LiDAR is characterized by high elevation accuracy, strong autonomy, and well-operated automatization [1], which could directly obtain the three-dimensional information of ground features. The discreteness in LiDAR data makes it difficult to directly obtain semantic information (e.g., texture and structure) of ground features [2]. Aerial images are abundant in spectral information and texture information of ground features, therefore, the surface accuracy is much higher. However, there are potential risks in three-dimensional points with sufficient density acquired by auto-matching superimposed images. LiDAR data and aerial images are highly complementary [2], so the combination of these two sources of data could simultaneously obtain three-dimensional, semantic, and texture information from spatial targets. This has important significance for feature extraction [3], three-dimensional reconstruction of buildings [4,5,6], and manufacturing of true orthophotos [7]. Various reference frames in airborne LiDAR data and imagery, along with systematic errors inside of the LiDAR system and aerial photography system, cause spatial position deviations between the LiDAR data and the image, which may greatly affect the accuracy of the data results. Both of them, before being integrated for application, should be included in a unified coordinate system to achieve their spatially-accurate registration, namely the registration of LiDAR data and aerial images [8].

The commonly-used features in registration mainly include point features and the line features.
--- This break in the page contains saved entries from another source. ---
PR #9189, opened 2023-08-03
contrib/intel/jenkins: Add automatic emailing support to summary

zachdworkin:
With these changes Cloudbees will send an email at the end of an automatic weekly run to the mail recipients detailed in the controller. This can be turned on or off depending on the weekly environment variable or by removing/adding the new flag --send_mail to the summarizer.


nikhilnanal:
looks good to me

PR #9193, opened 2023-08-04
prov/shm: Remove unnecessary SAR check from generic_send

a-szegel:
Remove SAR status check from smr_generic_sendmsg() b/c the check is only required for the SAR protocol which is yet to be selected.  The check already happens in the SAR protocol in smr_format_sar().

### DIFF
--- a/prov/shm/src/smr_msg.c
+++ b/prov/shm/src/smr_msg.c
@@ -99,13 +99,6 @@ static ssize_t smr_generic_sendmsg(struct smr_ep *ep, const struct iovec *iov,
 	peer_id = smr_peer_data(ep->region)[id].addr.id;
 	peer_smr = smr_peer_region(ep->region, id);
 
-	if (smr_peer_data(ep->region)[id].sar_status)
-		return -FI_EAGAIN;
-
-	ret = smr_cmd_queue_next(smr_cmd_queue(peer_smr), &ce, &pos);
-	if (ret == -FI_ENOENT)
-		return -FI_EAGAIN;
-
 	ofi_genlock_lock(&ep->util_ep.lock);
 
 	total_len = ofi_total_iov_len(iov, iov_count);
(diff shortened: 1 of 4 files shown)


shefty (approved):
Change looks fine to me and the commit message makes sense, but I need to defer to others on correctness.

aingerson (commented):
This check happens in other places as well (inject and rma) so we should update those as well.
I would also be curious if this affects the SAR performance. I think ideally the send flow would be restructured so we get the command entry right before doing the protocol and keep the sar status here before we get the command. If there is a large SAR blocking more SAR sends, we're going to waste time getting a command entry just to have to release it again, both of which require atomic coordination.
I think ideally it would look like this:
- select proto
- if (proto == sar && sar_status) return eagain
- get command
- do proto

and remove the sar status from the do sar function. I'm not really sure why it's over there with a different lock around it...? I mean I probably wrote that but I have no idea what I was doing... I think the sar status can be protected with the same lock as the send resources

shijin-aws:
If we don't return early, will it hurt performance?

a-szegel:
I want to get rid of that if statement check from the inject path, so I think we should move popping command queue within the do_* protocols to avoid this (like SM2).

aingerson:
That's how it used to be (getting and committing the command inside the protocol functions) but Amir's refactoring changed that because the rma command is now inside the command so in the rma case you need to format the rma iovs before it is committed.

a-szegel:
The two stage send (claim + commit) is less than ideal.  We could save this if statement on the non-SAR path by claiming the entry in do_sar, and still committing it in generic_send / generic_rma.  I don't like this option very much b/c it makes the code more difficult to understand for a very minor optimization.  I will keep thinking about this.

a-szegel:
Are these real failures?

a-szegel:
bot:aws:retest

prov/shm/src/smr_msg.c
```diff
@@ -114,6 +107,13 @@ static ssize_t smr_generic_sendmsg(struct smr_ep *ep, const struct iovec *iov,
 	proto = smr_select_proto(desc, iov_count, smr_cma_enabled(ep, peer_smr),
 	                         op, total_len, op_flags);
 
+	if (proto == smr_src_sar && smr_peer_data(ep->region)[id].sar_status)
+		return -FI_EAGAIN;
```
aingerson, line 111: goto unlock instead of return here and below

prov/shm/src/smr_rma.c
```diff
@@ -154,19 +151,22 @@ static ssize_t smr_generic_rma(struct smr_ep *ep, const struct iovec *iov,
...
 	}
 
+	total_len = ofi_total_iov_len(iov, iov_count);
+	assert(!(op_flags & FI_INJECT) || total_len <= SMR_INJECT_SIZE);
+
+	proto = smr_select_proto(desc, iov_count, smr_cma_enabled(ep, peer_smr),
+	                         op, total_len, op_flags);
+
+	if (proto == smr_src_sar && smr_peer_data(ep->region)[id].sar_status)
+		return -FI_EAGAIN;
```
aingerson, line 161: same here

aingerson (commented):
Fix locking, otherwise good

a-szegel:
Should be ready once it passes CI.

Compared with point features, linear features have the potential to be reliably, accurately, and automatically extracted from images [9]. In addition, linear features are abundant and can be easily obtained in urban areas without the requirement for the line segment endpoint corresponding to the same point, allowing the linear features to be partially occluded [10,11,12,13,14,15].

In registration based on linear features, Habib et al. proposed to directly incorporate LiDAR lines representing a sequence of intermediate points along the line features as controls in bundle adjustment [16,17]. Liu et al. proposed to establish coplanar equations of bundle adjustments by the coplanar constraints of linear features and collinear constraints of tie points [18]. However, this requires appropriate initial exterior orientation parameters (EOPs) to obtain approximate locations when projecting three-dimensional (3D) line segments in the LiDAR data coordinate framework to the image coordinate framework. These methods solve the position parameters and direction parameters separately when solving EOPs due to which coupling error exists. To overcome the probable error accumulation in the process of asynchronous calculation of transformation parameters, dual quaternions are used to describe the spatial rotation and to ensure the simultaneous calculation of registration parameters. However, the registration model of this method is a spatial similarity transformation, whose registration primitive is a feature point [19,20].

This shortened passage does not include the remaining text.